Write each line exactly as it stands, from the line containing "feat(collector): add internal" through the end of the data.

INFORMATION PROVIDED START

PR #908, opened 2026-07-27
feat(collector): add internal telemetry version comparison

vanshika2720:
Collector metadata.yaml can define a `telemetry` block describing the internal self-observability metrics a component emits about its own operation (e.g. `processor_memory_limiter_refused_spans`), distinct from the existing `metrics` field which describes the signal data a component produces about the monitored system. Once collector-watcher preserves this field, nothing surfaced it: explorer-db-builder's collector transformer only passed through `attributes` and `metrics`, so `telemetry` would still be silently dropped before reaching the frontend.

INFORMATION PROVIDED END

• **RESULT**
feat(collector): add internal telemetry version comparison

vanshika2720:
Collector metadata.yaml can define a `telemetry` block describing the internal self-observability metrics a component emits about its own operation (e.g. `processor_memory_limiter_refused_spans`), distinct from the existing `metrics` field which describes the signal data a component produces about the monitored system. Once collector-watcher preserves this field, nothing surfaced it: explorer-db-builder's collector transformer only passed through `attributes` and `metrics`, so `telemetry` would still be silently dropped before reaching the frontend.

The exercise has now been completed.